When responding, copy every record below exactly as it appears.

= Given records =
- - -

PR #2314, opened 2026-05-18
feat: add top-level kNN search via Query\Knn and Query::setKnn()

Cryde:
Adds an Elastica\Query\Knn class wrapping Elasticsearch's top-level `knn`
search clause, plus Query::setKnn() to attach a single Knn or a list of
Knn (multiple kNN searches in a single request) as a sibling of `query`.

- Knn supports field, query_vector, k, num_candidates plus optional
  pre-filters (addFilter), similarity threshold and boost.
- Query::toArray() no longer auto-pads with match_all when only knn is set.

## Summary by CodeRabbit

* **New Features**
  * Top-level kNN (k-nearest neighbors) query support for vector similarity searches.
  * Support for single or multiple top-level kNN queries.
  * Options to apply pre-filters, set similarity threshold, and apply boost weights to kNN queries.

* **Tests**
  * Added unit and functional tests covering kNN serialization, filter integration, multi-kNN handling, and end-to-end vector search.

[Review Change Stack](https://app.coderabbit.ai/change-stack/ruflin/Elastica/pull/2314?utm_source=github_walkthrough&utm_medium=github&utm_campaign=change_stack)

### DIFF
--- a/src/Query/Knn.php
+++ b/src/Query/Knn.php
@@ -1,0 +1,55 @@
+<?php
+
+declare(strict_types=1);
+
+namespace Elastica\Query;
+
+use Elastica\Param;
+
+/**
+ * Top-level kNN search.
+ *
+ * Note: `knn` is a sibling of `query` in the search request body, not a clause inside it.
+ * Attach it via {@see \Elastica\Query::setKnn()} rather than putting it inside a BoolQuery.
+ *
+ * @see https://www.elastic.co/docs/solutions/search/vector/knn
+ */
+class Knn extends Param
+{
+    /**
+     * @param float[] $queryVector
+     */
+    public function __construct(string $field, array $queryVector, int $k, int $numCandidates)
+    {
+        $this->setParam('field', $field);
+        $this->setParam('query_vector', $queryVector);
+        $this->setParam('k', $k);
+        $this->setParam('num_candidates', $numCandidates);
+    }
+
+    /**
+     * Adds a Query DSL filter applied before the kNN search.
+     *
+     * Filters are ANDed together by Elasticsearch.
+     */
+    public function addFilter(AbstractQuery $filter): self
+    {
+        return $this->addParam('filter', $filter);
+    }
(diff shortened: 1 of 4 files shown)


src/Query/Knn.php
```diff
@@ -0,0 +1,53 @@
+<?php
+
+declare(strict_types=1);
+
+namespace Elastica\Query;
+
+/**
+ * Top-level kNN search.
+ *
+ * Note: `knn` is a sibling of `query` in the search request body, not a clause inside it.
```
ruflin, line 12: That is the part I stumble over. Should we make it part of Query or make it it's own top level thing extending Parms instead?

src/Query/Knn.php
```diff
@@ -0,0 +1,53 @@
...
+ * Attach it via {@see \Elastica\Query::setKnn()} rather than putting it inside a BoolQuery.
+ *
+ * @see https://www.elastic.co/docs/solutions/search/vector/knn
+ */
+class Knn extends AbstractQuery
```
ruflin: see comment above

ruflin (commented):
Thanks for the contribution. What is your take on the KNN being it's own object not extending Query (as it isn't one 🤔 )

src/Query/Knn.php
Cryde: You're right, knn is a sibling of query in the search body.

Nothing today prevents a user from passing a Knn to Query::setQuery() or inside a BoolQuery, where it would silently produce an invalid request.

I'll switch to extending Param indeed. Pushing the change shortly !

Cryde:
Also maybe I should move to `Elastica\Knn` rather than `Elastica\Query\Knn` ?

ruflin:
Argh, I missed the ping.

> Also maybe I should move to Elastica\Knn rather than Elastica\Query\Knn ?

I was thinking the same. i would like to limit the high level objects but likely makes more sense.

- - -

= Solved exercise =
PR #2314, opened 2026-05-18
feat: add top-level kNN search via Query\Knn and Query::setKnn()

Cryde:
Adds an Elastica\Query\Knn class wrapping Elasticsearch's top-level `knn`
search clause, plus Query::setKnn() to attach a single Knn or a list of
Knn (multiple kNN searches in a single request) as a sibling of `query`.

- Knn supports field, query_vector, k, num_candidates plus optional
  pre-filters (addFilter), similarity threshold and boost.
- Query::toArray() no longer auto-pads with match_all when only knn is set.

## Summary by CodeRabbit

* **New Features**
  * Top-level kNN (k-nearest neighbors) query support for vector similarity searches.
  * Support for single or multiple top-level kNN queries.
  * Options to apply pre-filters, set similarity threshold, and apply boost weights to kNN queries.

* **Tests**
  * Added unit and functional tests covering kNN serialization, filter integration, multi-kNN handling, and end-to-end vector search.

[Review Change Stack](https://app.coderabbit.ai/change-stack/ruflin/Elastica/pull/2314?utm_source=github_walkthrough&utm_medium=github&utm_campaign=change_stack)

### DIFF
--- a/src/Query/Knn.php
+++ b/src/Query/Knn.php
@@ -1,0 +1,55 @@
+<?php
+
+declare(strict_types=1);
+
+namespace Elastica\Query;
+
+use Elastica\Param;
+
+/**
+ * Top-level kNN search.
+ *
+ * Note: `knn` is a sibling of `query` in the search request body, not a clause inside it.
+ * Attach it via {@see \Elastica\Query::setKnn()} rather than putting it inside a BoolQuery.
+ *
+ * @see https://www.elastic.co/docs/solutions/search/vector/knn
+ */
+class Knn extends Param
+{
+    /**
+     * @param float[] $queryVector
+     */
+    public function __construct(string $field, array $queryVector, int $k, int $numCandidates)
+    {
+        $this->setParam('field', $field);
+        $this->setParam('query_vector', $queryVector);
+        $this->setParam('k', $k);
+        $this->setParam('num_candidates', $numCandidates);
+    }
+
+    /**
+     * Adds a Query DSL filter applied before the kNN search.
+     *
+     * Filters are ANDed together by Elasticsearch.
+     */
+    public function addFilter(AbstractQuery $filter): self
+    {
+        return $this->addParam('filter', $filter);
+    }
(diff shortened: 1 of 4 files shown)


src/Query/Knn.php
```diff
@@ -0,0 +1,53 @@
+<?php
+
+declare(strict_types=1);
+
+namespace Elastica\Query;
+
+/**
+ * Top-level kNN search.
+ *
+ * Note: `knn` is a sibling of `query` in the search request body, not a clause inside it.
```
ruflin, line 12: That is the part I stumble over. Should we make it part of Query or make it it's own top level thing extending Parms instead?

src/Query/Knn.php
```diff
@@ -0,0 +1,53 @@
...
+ * Attach it via {@see \Elastica\Query::setKnn()} rather than putting it inside a BoolQuery.
+ *
+ * @see https://www.elastic.co/docs/solutions/search/vector/knn
+ */
+class Knn extends AbstractQuery
```
ruflin: see comment above

ruflin (commented):
Thanks for the contribution. What is your take on the KNN being it's own object not extending Query (as it isn't one 🤔 )

src/Query/Knn.php
Cryde: You're right, knn is a sibling of query in the search body.

Nothing today prevents a user from passing a Knn to Query::setQuery() or inside a BoolQuery, where it would silently produce an invalid request.

I'll switch to extending Param indeed. Pushing the change shortly !

Cryde:
Also maybe I should move to `Elastica\Knn` rather than `Elastica\Query\Knn` ?

ruflin:
Argh, I missed the ping.

> Also maybe I should move to Elastica\Knn rather than Elastica\Query\Knn ?

I was thinking the same. i would like to limit the high level objects but likely makes more sense.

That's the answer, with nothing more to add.